What is a silent mutation?

A mutation where a change in a DNA codon does not result in a change in amino acid translation.

What disease is caused by silent mutation?

Likewise, silent mutations that cause such skipping of exon excision have been identified in genes thought to play roles in genetic disorders such as Laron dwarfism, Crouzon syndrome, β+-thalassemia, and phenylalanine hydroxylase deficiency (phenylketonuria (PKU)).

What is the difference between a missense mutation and a silent mutation?

A silent mutation is a mutation in which a single nucleotide base is changed, but that change does not effect the amino acid sequence. A missense mutation is a point mutation in which a single nucleotide is changed, resulting in a codon that codes for a different amino acid.

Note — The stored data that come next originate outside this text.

PR #1225, opened 2023-03-29
Use atomic mallocs

### LINKED ISSUE #1221: Use GC_MALLOC_ATOMIC
GC_MALLOC_ATOMIC marks the allocated memory as not containing any pointers, which means that libgc can skip scanning the internal part of an allocated block. We should be able to use GC_MALLOC_ATOMIC everywhere we know the contents of something is not a pointer, such as `str->val` and same for bytes etc.

plajjan:
Using GC_MALLOC_ATOMIC instead of GC_MALLOC (the normal malloc is redirected to GC_MALLOC in our repo) means we mark an allocation as atomic. Atomic allocations means the GC will not scan it internally for any pointers, which in turn speeds up the GC mark phase!

Fixes #1221.

### DIFF
--- a/Makefile
+++ b/Makefile
@@ -230,10 +230,10 @@ backend/test/skiplist_test: backend/test/skiplist_test.c backend/skiplist.c
 		$(LDLIBS)
 
 # /builtin ----------------------------------------------
-builtin/builtin_dev.o: builtin/builtin.c $(BUILTIN_HFILES) $(BUILTIN_CFILES) $(DEPSA)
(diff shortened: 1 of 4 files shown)


plajjan:
@sydow I have changed to GC_MALLOC_ATOMIC in a bunch of places, mostly in builtins, which is your turf. The test suite passes and I'm fairly certain this is correct but I think it would be good if you had a look at the code in this PR too and let me know if you think it looks good. I think there are a couple of more places where we can use GC_MALLOC_ATOMIC instead of malloc but I believe I have caught the most common ones in this PR. Feel free to use GC_MALLOC_ATOMIC in your code where suitable! :)

sydow:
This looks perfectly fine to me.

Björn

plajjan:
Cool. I'm merging then...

What is the difference between a silent mutation and a neutral mutation?

silent or synonymous mutation – does not change the amino acid sequence encoded by a particular gene. A neutral mutation is neither adaptive nor deleterious. (That rate would be the time it took for new mutations to arise and then spread randomly through populations via genetic drift.)

What is an example of a missense mutation?

Sickle cell anemia is caused by a missense. A single incorrect amino acid for a protein completely alters how that protein functions. This causes blood cells to be misshapen.

Which is an example of a neutral mutation?

These mutations are called neutral mutations. Examples include silent point mutations, which are neutral because they do not change the amino acids in the proteins they encode. Cells have multiple repair mechanisms to fix mutations in DNA.

How do you classify mutation types?

There are three types of DNA Mutations: base substitutions, deletions and insertions. Single base substitutions are called point mutations, recall the point mutation Glu —–> Val which causes sickle-cell disease. Point mutations are the most common type of mutation and there are two types.

How do you identify missense mutations?

The difference relies in the categorization of the mutation. If the mutation results in a change of one aminoacid, it is a missense mutation, no matter if it was result of a frameshift or point mutation.

How do you identify a silent mutation?

A silent mutation is a change in the sequence of nucleotide bases which constitutes DNA, without a subsequent change in the amino acid or the function of the overall protein. Sometimes a single amino acid will change, but if it has the same properties as the amino acid it replaced, little to no change will happen.

What are two ways a mutation could be silent?

A point mutation affects a single base pair. A point mutation may cause a silent mutation if the mRNA codon codes for the same amino acid, a missense mutation if the mRNA codon codes for a different amino acid, or a nonsense mutation if the mRNA codon becomes a stop codon.

What are the effects of a silent mutation?

“Silent” mutation: does not change an amino acid, but in some cases can still have a phenotypic effect, e.g., by speeding up or slowing down protein synthesis, or by affecting splicing.